**Exercise data**.
PR #2961, opened 2026-09-18
fix(ci): exempt the secret gate's test constants by value and path, not by fingerprint

ohdearquant:

## Scope

3 files, 2 commits. 3 files changed, 121 insertions(+), 6 deletions(-)

Two scanner configuration files and the test that fixes their behaviour in place. No source file
changes, and in particular the fixture itself is untouched: the constant that trips the scanner is
the input a test needs, so the answer is to describe it correctly to the scanner rather than to
weaken the test.

## The failure

The scheduled full-history run of `Secret scan (gitleaks)` on `main` has failed every day since
2026-09-12. Pull-request runs are green, and that is by design: they scan the change range, so the
finding sits outside what they look at. The scheduled run takes no range and scans every ref, which
makes it the only job in the matrix that sees the whole repository.

```
09-18  failure    09-15  failure    09-12  failure
09-17  failure    09-14  failure    09-11  success
09-16  failure    09-13  failure
```

The finding is `572aec015…:crates/khive-runtime/src/secret_gate.rs:generic-api-key:3963`, a
synthetic constant that a secret-gate regression test formats into an api-key-shaped string and
asserts the gate refuses. The value is credential-shaped on purpose: a test that the gate blocks a
credential needs something the gate will block.

## Why the exemption expired

The exemption that covered this fixture was a fingerprint in `.gitleaksignore`, which is
`commit:path:rule:line`. Two of those four coordinates change whenever the file is edited at all.
The fixture moved from line 3338 to line 3963 and arrived under a new commit, so the entry stopped
matching — not because anything about the value changed, but because the file around it did.
`secret_gate.rs` is over 8000 lines and is edited often, so the same expiry is due again on roughly
every future edit.

The inline `// gitleaks:allow` marker that now sits beside the fixture fails from the other
direction. A history scan reads each blob as it was, and the blob that carries the finding predates
the marker. A marker at the tip cannot exempt a commit that has already happened.

## What this changes

`.gitleaks.toml` already carried the shape that survives an edit: the cache-lock fixtures are exempt
by value and path, described in `.gitleaksignore` as covering them "independent of their commit and
line number", with an arm in `scripts/tests/test_gitleaks_config.py` proving they survive a line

**Task**. From the entries above, restate word for word the lines from the line containing "the input a" to the line containing "The exemption that", both ends included, and nothing more.

**Answer section**.
the input a test needs, so the answer is to describe it correctly to the scanner rather than to
weaken the test.

## The failure

The scheduled full-history run of `Secret scan (gitleaks)` on `main` has failed every day since
2026-09-12. Pull-request runs are green, and that is by design: they scan the change range, so the
finding sits outside what they look at. The scheduled run takes no range and scans every ref, which
makes it the only job in the matrix that sees the whole repository.

```
09-18  failure    09-15  failure    09-12  failure
09-17  failure    09-14  failure    09-11  success
09-16  failure    09-13  failure
```

The finding is `572aec015…:crates/khive-runtime/src/secret_gate.rs:generic-api-key:3963`, a
synthetic constant that a secret-gate regression test formats into an api-key-shaped string and
asserts the gate refuses. The value is credential-shaped on purpose: a test that the gate blocks a
credential needs something the gate will block.

## Why the exemption expired

The exemption that covered this fixture was a fingerprint in `.gitleaksignore`, which is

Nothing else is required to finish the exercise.